O trabalho extrapola a noção que o tem apenas como atividade mercantil. A partir do questionamento ou da impossibilidade de que as normas ocupem todos os trâmites da vida, há espaço para re-normalizações. Essas têm como ponto inicial as atividades industriosas, mas “[...] contaminam o econômico, o social, o político, os modos de sociabilidade, de ligações ou de ‘desligamentos’ sociais” (SCHWARTZ, 2011, p. 34). Segundo Daisy Cunha, a perspectiva ergológica do trabalho nos permite pensar nos

dramas do uso de si representadas pelo trabalho, como “[...] experiências prenhes de

problemas de cidadania, pois recolocam sem cessar a questão dos valores que permeiam a atividade científica, o governo do trabalho e o viver em comum no território das cidades” (CUNHA, 2009 p. 8). A partir da interpretação da cidade enquanto lugar prioritariamente do trabalho, há possibilidades de que se construa, a partir da perspectiva do “trabalho” brevemente citada acima, enquanto elemento de reconfiguração social, uma requalificação da própria noção de cidade.
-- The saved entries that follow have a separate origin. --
PR #70, opened 2015-10-02
Include oauth authentication information on request

jmcs:


hjacobs:
@jmcs can you check this? Hardcoding the "uid" scope does not look right, maybe we can use tokeninfo.get('uid') and/or allow defining a function to get the "user" from the token info data

PR #77, opened 2015-10-27
Proposed technique for returning custom headers (with simple unit test)

danballance:
Proposed technique for returning custom headers (with simple unit test)

### DIFF
--- a/connexion/decorators/produces.py
+++ b/connexion/decorators/produces.py
@@ -57,17 +57,18 @@ class BaseSerializer:
         """
         url = flask.request.url
         logger.debug('Getting data and status code', extra={'data': data, 'data_type': type(data), 'url': url})
+        status_code, headers = 200, []
         if isinstance(data, flask.Response):
             data = data
             status_code = data.status_code
+        elif isinstance(data, tuple) and len(data) == 3:
+            data, status_code, headers = data
         elif isinstance(data, tuple) and len(data) == 2:
             data, status_code = data
-        else:
-            status_code = 200
         logger.debug('Got data and status code (%d)', status_code, extra={'data': data,
                                                                           'data_type': type(data),
                                                                           'url': url})
-        return data, status_code
+        return data, status_code, headers
 
     def __call__(self, function):
         """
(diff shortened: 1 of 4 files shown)


danballance:
Looks like I reduced the code coverage a little. If you want to accept this, I'll improve the coverage of the unit test.

hjacobs:
@jmcs could you check this?

connexion/decorators/produces.py
```diff
@@ -57,17 +57,18 @@ def get_data_status_code(data):
         """
         url = flask.request.url
         logger.debug('Getting data and status code', extra={'data': data, 'data_type': type(data), 'url': url})
+        status_code, headers = 200, []
```
jmcs: I would make headers `None` or `{}` by default.

connexion/decorators/produces.py
```diff
@@ -57,17 +57,18 @@ def get_data_status_code(data):
         """
```
jmcs: please update the rtype to (object, int, dict)

connexion/decorators/produces.py
danballance: Hi,

That's fine by me. My reasoning for using a list of tuples was in case the
sequencing of the headers was important to a user for some reason, but I
agree a dictionary is a simpler approach. Could we use an ordered
dictionary maybe?

I just had a quick look at the HTTP spec and it seems the ordering of
headers is not significant, except in the slightly more edge case of where
multiple headers with the same name are present:

"The order in which header fields with differing field names are received
is not significant. However, it is "good practice" to send general-header
fields first, followed by request-header or response- header fields, and
ending with the entity-header fields.

Multiple message-header fields with the same field-name MAY be present in a
message if and only if the entire field-value for that header field is
defined as a comma-separated list [i.e., #(values)]. It MUST be possible to
combine the multiple header fields into one "field-name: field-value" pair,
without changing the semantics of the message, by appending each subsequent
field-value to the first, each separated by a comma. The order in which
header fields with the same field-name are received is therefore
significant to the interpretation of the combined field value, and thus a
proxy MUST NOT change the order of these field values when a message is
forwarded."

( http://tools.ietf.org/html/rfc2616#page-31 )

It's your call, what shall we go with, list of tuples, ordered dictionary
or plain dictionary?

Dan

jmcs: For the default, empty, value it can be just an empty dict. I'll add the recommendation to use an ordered dict in the case the order matters as part of #78.

danballance:
One other question I had was would you like me to rename the function get_data_status_code to something more meaningful since it now returns data, status_code and headers?

connexion/decorators/produces.py
danballance: No problem.

jmcs:
> There are only two hard problems in Computer Science: cache invalidation and naming things. - Phil Karlton

Do you have any suggestion for the new name?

Ana Fani A. Carlos (2001) defende que as relações sociais, construtoras de mundo, se dão através da apropriação do espaço e que, apesar de englobar o mundo do trabalho, não se encerra nele. Envolve também a produção da humanidade do homem. É possível, porém, que o mundo do trabalho adquira mais importância quando o percebemos extrapolando os termos da produção de mercadorias para tê-lo como categoria social multidimensional. Como pensar no cotidiano como elemento constitutivo da reprodução no mundo moderno da metrópole, sem atribuir grande importância ao “trabalho”? Nota- se que será preciso (re) pensar o mundo do trabalho, sua real dimensão no âmbito das práticas socioespaciais e enquanto uma experiência entendida também como lugar do agir humano. Conforme assinalam Daisy Moreira Cunha e João Bosco Laudares (2009), é possível que o trabalho seja um objeto transdisciplinar esperando re-conhecimento.

Nesse sentido, os autores enfatizam a centralidade do trabalho como categoria que explica o conjunto da vida social e a necessidade de avançar na compreensão das subjetividades pra além daquelas formadas pelo capital.